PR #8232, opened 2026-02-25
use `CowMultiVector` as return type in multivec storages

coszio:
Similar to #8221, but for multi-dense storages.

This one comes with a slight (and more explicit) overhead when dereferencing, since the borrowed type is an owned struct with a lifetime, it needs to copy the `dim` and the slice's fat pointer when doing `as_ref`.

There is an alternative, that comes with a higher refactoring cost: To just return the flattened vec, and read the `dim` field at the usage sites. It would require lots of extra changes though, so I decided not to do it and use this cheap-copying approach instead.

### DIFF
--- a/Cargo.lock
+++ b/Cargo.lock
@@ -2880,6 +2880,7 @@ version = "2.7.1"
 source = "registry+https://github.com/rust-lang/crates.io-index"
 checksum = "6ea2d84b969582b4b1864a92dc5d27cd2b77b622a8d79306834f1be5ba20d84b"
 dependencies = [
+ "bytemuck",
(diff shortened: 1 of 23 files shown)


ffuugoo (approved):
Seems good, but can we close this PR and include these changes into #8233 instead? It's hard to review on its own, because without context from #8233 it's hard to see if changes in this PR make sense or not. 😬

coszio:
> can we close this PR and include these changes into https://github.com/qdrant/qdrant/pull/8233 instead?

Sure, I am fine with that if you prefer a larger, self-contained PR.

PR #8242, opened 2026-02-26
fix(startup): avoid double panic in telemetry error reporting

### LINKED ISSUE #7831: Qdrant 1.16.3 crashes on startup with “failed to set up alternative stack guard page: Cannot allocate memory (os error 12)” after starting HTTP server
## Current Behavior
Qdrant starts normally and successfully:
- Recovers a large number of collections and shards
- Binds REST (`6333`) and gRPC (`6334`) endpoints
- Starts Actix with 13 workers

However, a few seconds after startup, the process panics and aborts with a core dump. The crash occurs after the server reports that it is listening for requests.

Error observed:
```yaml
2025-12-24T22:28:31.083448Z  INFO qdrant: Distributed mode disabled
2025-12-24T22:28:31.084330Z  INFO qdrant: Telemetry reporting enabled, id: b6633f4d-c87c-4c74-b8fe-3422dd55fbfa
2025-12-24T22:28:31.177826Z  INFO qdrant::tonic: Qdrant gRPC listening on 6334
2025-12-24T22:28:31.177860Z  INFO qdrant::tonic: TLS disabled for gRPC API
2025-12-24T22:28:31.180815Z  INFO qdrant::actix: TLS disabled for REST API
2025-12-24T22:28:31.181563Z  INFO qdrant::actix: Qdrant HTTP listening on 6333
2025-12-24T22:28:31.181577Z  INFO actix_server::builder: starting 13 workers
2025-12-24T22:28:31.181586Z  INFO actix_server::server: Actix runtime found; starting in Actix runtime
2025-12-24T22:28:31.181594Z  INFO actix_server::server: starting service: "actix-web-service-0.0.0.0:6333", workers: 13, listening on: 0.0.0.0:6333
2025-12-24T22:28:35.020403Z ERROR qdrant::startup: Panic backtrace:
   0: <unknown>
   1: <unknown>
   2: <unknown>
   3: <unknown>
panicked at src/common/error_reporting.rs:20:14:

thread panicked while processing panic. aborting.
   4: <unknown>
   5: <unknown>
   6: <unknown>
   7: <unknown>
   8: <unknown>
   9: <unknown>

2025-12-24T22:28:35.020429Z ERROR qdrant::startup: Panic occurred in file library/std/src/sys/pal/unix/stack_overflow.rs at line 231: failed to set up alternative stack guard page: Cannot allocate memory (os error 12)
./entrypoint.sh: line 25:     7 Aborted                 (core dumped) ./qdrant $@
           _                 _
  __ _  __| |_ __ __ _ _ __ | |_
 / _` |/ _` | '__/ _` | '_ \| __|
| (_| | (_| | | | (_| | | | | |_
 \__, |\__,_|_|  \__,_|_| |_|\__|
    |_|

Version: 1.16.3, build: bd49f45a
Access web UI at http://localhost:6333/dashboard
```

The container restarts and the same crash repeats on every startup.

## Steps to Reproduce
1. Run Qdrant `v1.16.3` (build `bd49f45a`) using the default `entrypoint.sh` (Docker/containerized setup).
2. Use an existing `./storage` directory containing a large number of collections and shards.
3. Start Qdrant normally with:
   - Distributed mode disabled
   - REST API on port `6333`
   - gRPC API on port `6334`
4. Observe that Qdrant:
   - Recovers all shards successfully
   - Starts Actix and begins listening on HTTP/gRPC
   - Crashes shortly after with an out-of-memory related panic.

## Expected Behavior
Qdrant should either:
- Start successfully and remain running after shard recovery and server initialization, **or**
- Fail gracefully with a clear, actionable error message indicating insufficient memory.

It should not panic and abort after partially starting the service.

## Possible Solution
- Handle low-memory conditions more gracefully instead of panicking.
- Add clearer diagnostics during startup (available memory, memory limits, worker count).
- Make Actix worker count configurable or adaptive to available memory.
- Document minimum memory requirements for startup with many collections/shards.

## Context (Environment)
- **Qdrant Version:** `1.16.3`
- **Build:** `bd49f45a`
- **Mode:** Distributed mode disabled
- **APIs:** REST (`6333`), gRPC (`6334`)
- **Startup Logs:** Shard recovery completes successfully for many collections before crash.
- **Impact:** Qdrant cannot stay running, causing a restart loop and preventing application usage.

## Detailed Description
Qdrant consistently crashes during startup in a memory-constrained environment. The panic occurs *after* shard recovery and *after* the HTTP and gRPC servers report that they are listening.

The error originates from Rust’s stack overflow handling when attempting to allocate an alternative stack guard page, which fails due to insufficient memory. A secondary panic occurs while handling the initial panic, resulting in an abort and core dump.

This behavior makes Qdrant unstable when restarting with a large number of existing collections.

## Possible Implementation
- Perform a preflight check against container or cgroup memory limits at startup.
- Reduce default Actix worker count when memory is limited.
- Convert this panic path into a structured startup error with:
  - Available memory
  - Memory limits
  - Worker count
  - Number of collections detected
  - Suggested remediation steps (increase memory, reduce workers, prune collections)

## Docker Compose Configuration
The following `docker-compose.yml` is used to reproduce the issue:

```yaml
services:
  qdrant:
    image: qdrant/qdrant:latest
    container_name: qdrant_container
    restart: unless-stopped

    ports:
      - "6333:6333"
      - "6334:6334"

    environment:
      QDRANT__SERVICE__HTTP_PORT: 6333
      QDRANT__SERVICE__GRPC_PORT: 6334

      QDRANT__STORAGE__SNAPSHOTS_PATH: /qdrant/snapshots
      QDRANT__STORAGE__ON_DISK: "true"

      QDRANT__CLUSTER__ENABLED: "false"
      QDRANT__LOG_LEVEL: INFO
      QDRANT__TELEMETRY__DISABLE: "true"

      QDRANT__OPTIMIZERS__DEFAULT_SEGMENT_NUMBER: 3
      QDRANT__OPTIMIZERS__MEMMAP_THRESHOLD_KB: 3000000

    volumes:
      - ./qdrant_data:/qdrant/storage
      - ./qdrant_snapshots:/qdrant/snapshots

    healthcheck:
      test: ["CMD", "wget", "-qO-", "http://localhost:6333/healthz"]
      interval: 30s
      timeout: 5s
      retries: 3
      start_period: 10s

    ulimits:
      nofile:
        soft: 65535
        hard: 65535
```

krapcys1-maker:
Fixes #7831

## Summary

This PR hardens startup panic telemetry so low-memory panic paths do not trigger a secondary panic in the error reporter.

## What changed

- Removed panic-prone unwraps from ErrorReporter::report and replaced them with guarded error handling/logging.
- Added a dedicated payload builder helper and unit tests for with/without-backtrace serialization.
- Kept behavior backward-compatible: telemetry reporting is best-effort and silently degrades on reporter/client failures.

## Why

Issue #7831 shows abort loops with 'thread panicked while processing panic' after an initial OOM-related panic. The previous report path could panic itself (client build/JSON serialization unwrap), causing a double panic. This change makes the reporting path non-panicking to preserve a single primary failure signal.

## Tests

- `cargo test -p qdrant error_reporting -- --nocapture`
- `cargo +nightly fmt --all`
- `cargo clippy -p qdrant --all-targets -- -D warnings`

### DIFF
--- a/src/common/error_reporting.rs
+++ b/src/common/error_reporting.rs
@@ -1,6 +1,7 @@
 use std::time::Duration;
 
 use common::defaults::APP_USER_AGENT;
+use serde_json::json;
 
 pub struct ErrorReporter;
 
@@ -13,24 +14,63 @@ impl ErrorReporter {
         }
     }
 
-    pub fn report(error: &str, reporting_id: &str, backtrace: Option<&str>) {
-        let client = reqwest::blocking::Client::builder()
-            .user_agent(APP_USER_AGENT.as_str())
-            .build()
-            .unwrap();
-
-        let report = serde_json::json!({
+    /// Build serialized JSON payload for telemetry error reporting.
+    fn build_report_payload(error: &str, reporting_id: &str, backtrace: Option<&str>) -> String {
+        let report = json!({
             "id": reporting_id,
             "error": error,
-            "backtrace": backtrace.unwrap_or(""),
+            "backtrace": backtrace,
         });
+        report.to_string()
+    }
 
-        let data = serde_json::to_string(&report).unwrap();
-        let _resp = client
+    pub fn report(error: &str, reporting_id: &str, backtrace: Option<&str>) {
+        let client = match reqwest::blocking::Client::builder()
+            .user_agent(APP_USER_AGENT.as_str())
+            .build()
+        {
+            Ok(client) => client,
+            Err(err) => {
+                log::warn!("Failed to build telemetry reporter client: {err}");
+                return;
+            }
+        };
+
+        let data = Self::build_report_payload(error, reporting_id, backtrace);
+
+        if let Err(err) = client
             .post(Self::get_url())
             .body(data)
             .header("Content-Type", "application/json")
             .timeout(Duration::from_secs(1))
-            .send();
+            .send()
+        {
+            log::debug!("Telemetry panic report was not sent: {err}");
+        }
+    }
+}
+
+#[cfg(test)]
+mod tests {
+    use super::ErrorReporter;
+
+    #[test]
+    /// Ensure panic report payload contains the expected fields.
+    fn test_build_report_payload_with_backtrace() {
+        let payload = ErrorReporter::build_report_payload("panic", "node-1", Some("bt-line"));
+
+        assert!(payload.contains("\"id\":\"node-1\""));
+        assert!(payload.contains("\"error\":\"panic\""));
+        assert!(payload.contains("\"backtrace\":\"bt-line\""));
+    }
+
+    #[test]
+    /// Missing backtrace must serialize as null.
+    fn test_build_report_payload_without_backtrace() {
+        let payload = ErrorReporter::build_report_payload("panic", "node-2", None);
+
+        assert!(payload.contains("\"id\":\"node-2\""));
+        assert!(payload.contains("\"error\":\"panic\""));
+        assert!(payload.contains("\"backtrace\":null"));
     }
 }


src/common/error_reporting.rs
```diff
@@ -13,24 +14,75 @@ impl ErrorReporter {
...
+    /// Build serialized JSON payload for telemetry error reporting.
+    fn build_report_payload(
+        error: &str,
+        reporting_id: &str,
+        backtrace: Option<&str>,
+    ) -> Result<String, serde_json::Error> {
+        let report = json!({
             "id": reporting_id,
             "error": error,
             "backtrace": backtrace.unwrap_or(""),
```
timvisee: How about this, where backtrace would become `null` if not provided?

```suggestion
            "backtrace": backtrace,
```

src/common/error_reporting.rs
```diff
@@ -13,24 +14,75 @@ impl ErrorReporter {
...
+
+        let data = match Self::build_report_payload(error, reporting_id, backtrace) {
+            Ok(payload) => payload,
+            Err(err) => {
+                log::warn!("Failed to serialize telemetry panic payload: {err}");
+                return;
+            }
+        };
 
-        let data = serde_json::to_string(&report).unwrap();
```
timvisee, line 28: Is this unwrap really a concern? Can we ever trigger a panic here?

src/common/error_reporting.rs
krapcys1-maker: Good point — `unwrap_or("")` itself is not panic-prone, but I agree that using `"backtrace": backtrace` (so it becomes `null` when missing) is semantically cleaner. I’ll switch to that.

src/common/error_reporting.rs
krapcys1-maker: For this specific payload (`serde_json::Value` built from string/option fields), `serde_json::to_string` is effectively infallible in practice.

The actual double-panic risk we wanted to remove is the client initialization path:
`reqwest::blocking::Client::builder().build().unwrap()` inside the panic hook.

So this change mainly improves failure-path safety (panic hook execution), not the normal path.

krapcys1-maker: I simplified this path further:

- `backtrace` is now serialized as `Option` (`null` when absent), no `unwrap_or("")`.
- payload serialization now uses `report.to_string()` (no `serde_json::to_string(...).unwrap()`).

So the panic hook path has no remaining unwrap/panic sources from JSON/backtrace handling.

### [What needs to be done]
Repeat only what runs from the line holding "krapcys1-maker: I simplified" to the end of the data, keeping every line exactly as written, first and last included.

### [Exercise response]
krapcys1-maker: I simplified this path further:

- `backtrace` is now serialized as `Option` (`null` when absent), no `unwrap_or("")`.
- payload serialization now uses `report.to_string()` (no `serde_json::to_string(...).unwrap()`).

So the panic hook path has no remaining unwrap/panic sources from JSON/backtrace handling.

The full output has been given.